# Any alternative to a Magic Eye for Sky?



## ciars (30 Jun 2008)

Our TV's are linked using our internal cable via the NTL points so we can have sky in a few rooms. Picture and sound works fine but once I add the magic eye into the loop it doesnt work.

I have checked it several times and I have been advised its probably the internal cabling having a bad connection on it somewhere. (when I connect eye directly to sky box it works)

Anyhow. Rather than buying a Digisender - as we have the picture/sound working are there any other simple options available - just need to get the channel changing working.
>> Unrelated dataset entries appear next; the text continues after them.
PR #1634, opened 2026-05-21
server: expose subscription id on PendingSubscriptionSink

DenzelPenzel:
## Summary

Expose the generated subscription id on `PendingSubscriptionSink`.

The subscription id is generated before the subscription callback is invoked and is already used by `accept()` to build the subscription response. However, it is currently only publicly accessible after accepting the subscription through `SubscriptionSink::subscription_id()`.

Some servers need to register per-subscription state before accepting the subscription. Otherwise, follow-up RPC calls using the subscription id can race with server-side registration.

This adds a small getter mirroring the existing `SubscriptionSink::subscription_id()` API.

### DIFF
--- a/core/src/server/subscription.rs
+++ b/core/src/server/subscription.rs
@@ -266,6 +266,11 @@ impl PendingSubscriptionSink {
 		}
 	}
 
+	/// Get the subscription ID.
+	pub fn subscription_id(&self) -> SubscriptionId<'static> {
+		self.uniq_sub.sub_id.clone()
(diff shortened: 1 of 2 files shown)


lexnv (approved):

lexnv:
I would also tackle the CI issues, not entirely sure if related to this PR 🙏 

Ping me if you'd like to land this in a release soon

AndreiEres (approved):
Good!

PR #1642, opened 2026-06-09
fix: make domain name resolution async

citizen-stig:
So faulty resovler won't starve runtime.

try_connect_over_tcp resolved DNS with uri.socket_addrs(|| None) (initial connect and redirect) → std::net::ToSocketAddrs → blocking getaddrinfo on the current Tokio worker thread, outside the timeout. The connection_timeout only ever wrapped TcpStream::connect (inside connect() via tokio::select!).

Include resolution into timeout

### DIFF
--- a/client/transport/src/ws/mod.rs
+++ b/client/transport/src/ws/mod.rs
@@ -531,8 +531,8 @@ impl WsTransportClientBuilder {
 ///
 /// This replaces `url::Url::socket_addrs`, which performs *blocking* `getaddrinfo`
 /// resolution (via `std::net::ToSocketAddrs`) on the calling thread. Inside the async client
-/// that means a Tokio worker thread can be blocked for as long as the system resolver takes
-/// `tokio::net::lookup_host` runs the  lookup on Tokio's blocking thread pool instead,
+/// that means a Tokio worker thread can be blocked for as long as the system resolver takes.
+/// `tokio::net::lookup_host` runs the lookup on Tokio's blocking thread pool instead,
 /// and IP literals are turned into a `SocketAddr` directly without any DNS lookup.
 ///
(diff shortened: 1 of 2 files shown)


bkolad (approved):

citizen-stig:
Hey @lexnv , if you can take a look on this PR too, that would be fantastic. Failures look the same as in #1643 . Formatting is fixed.

citizen-stig:
@DenzelPenzel I also would like to bump this PR

client/transport/src/ws/mod.rs
```diff
@@ -530,6 +527,42 @@ impl WsTransportClientBuilder {
...
+		let port =
+			uri.port_or_known_default().ok_or_else(|| WsHandshakeError::Url("No port number in the URL".into()))?;
+
+		// NOTE: match on `uri.host()` (the `url::Host` enum) rather than `host_str()`. The latter
+		// returns IPv6 hosts *with* brackets (e.g. `"[::1]"`), which `getaddrinfo` rejects, whereas
+		// the enum exposes a parsed `Ipv6Addr`. This mirrors what `url::Url::socket_addrs` does
+		// internally, so IP literals and default ports behave exactly as before.
+		match uri.host() {
+			Some(url::Host::Domain(domain)) => {
+				tokio::net::lookup_host((domain, port)).await.map(|addrs| addrs.collect()).map_err(|e| {
```
DenzelPenzel, line 552: timeout stops waiting for `lookup_host`, but it does not cancel the underlying `spawn_blocking` DNS lookup. wdty?

citizen-stig: That's true, but I don't know how it can addressed. 
But current approach makes situation a little better than on main, because on main broken resolver will stall whole runtime, while here we will have task sitting on blocking pool thread.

Wiring directly from sky box is not an option. 

Cheers & thanks


----------



## Hoagy (30 Jun 2008)

The magic eye gets a small dc voltage from the digibox, so it's losing that along the way. There's usually a little red light on the magic eye which tells you all is well.
Are you sending the sky signal up though a wall outlet to some sort of a joint and then back down to more wall outlets?
If the outlets are the isolated type with a little capacitor in them that will block the DC to the magic eye.
Also if you have a TV amplifer in the loop it will block the DC unless it's one of [broken link removed]


----------



## ciars (2 Jul 2008)

Hi Hoagy,

Thanks for the reply. I heard that about the DC voltage and how the magic eye works. Thats why I put it down to bad connections or something...We are using the existing wall outlets (that cable/NTL provided) As far as I know they all loop into a main outlet and feed the rest of the house.

Im not sure what to do - had a look around a few of the Tech shops yesterdasy and online. I may just bite the bullet and buy a scart digisender. Could come in handy to send DVD to one of the TV's

Thanks again


----------



## Wexfordman (2 Jul 2008)

The magic eye will normally only work on one caox feed fed directyl from the rf2 output of the sky box. If you have this feed split into two or more feeds it wont work.

Amplifiers and splitters between the rf2 output on your sky box and your remote tv will stop the device from working. There are special sky compatible splitters/amps you can get.

I have also found that some wall plates for tv outlets will block the 9v signal, you should check them out. Open them up, and if you see a pcb and a capacitor in the plate, then I think the plate is part of the problem. You can get cheap ones for a few euro to replace.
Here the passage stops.